Meanwhile, the world's appetite for honey is harming many species of bee, says Mr Mandich.

"Commercial beekeeping is favouring a single bee species, the honey bee, all over the world to meet the rising demand for honey," he says. "They are actively competing with wild and native bee species and pushing them back."

. . .

One issue with commercialisation will be labelling - are these products really milk, eggs or honey? The companies are hopeful that the authorities will see it that way.

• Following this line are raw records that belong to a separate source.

PR #394, opened 2022-11-21
adds CandidType for Uuid behind Uuid feature flag

lunchspider:
**Overview**
Adds CandidType impl for Uuid

**Requirements**
Uuid are widely used as a Ids. This makes it easier to work with

### DIFF
--- a/Cargo.lock
+++ b/Cargo.lock
@@ -251,6 +251,7 @@ dependencies = [
  "sha2 0.10.2",
  "test-generator",
  "thiserror",
+ "uuid",
 ]
 
 [[package]]
@@ -1948,6 +1949,12 @@ dependencies = [
  "matches",
  "percent-encoding",
 ]
+
+[[package]]
+name = "uuid"
+version = "1.2.2"
+source = "registry+https://github.com/rust-lang/crates.io-index"
+checksum = "422ee0de9031b5b948b97a8fc04e3aa35230001a722ddd27943e0be31564ce4c"
 
 [[package]]
 name = "vec_map"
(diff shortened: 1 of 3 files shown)


chenyan-dfinity:
Can this be done outside of candid crate, e.g., wrapping a newtype for `Uuid` and implement `CandidType` for the newtype in the user crate?

lunchspider:
yeah but then this wouldn't work
```
#[derive(CandidType)]
struct SomeStruct{
 id : Uuid
}
```
`Uuid` is widely used everywhere creating a wrapper element for uuid means user will have to implement every trait on it..
which becomes very hard if working with 2-3 external crate, primarily databases.

chenyan-dfinity:
Right, you cannot `derive`, but you can manually `impl CandidType for SomeStruct`. Then any structure using `SomeStruct` can derive `CandidType`. This can be a separate crate that other projects depend on.

Reasons for not including this in `candid` crate:

* The above workaround exists and is a common pattern in Rust.
* Avoids unnecessary dependency. Not every project using Candid requires a UUID library. It's reasonable to impl structures from `std`, but not beyond that. 
* You can hide the dependency under a feature flag, but it bloats the library. There are also legal concerns for which license we can include as the transitive dependency.
* Even for a specific feature, we don't want to decide which implementation is the canonical one by including a particular crate in Cargo.toml.

Overall, I think impl a trait for an external crate is an anti-pattern in Rust. We should use newtypes whenever possible.

lunchspider:
ohk, got you!
Thanks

"It is molecularly identical, so it should be the same," says Mr Nagarajah. "But if we have to choose a different name, so be it."


There's more at the link.

This is really intriguing.  Something like Beyond Meat and its competitors aren't meat at all.  They're a mish-mash of ingredients and processing that produces something tasting like meat, but chemically and molecularly very different from it.  I have no intention of trying them, because I have no idea what their ingredients and processing might do to my body in the longer term.  However, a product that's molecularly identical to the animal-sourced original . . . that would be a real game-changer.  It would mean you could cook two products side-by-side on the same stove or grill, one animal and one artificial, and not be able to distinguish them from each other, scientifically or otherwise.

That could provide real environmental benefits, getting rid of egg "battery farming" and allowing apiaries to serve a conservation function as well as food production.  The latter case is of particular interest to me, thanks to my friendship with Sean of Killer Bees Honey in North Carolina (of which I've written in these pages before).  He - or, rather, his bees, whom he refers to as his "ladies" - makes the finest honey I've ever tasted, so much so that Miss D. and I are regular customers.  It's won national and international awards and recognition.

Recently, Sean wrote about his efforts to upgrade his apiary for inclusion in North Carolina's Wildlife Conservation Lands Program.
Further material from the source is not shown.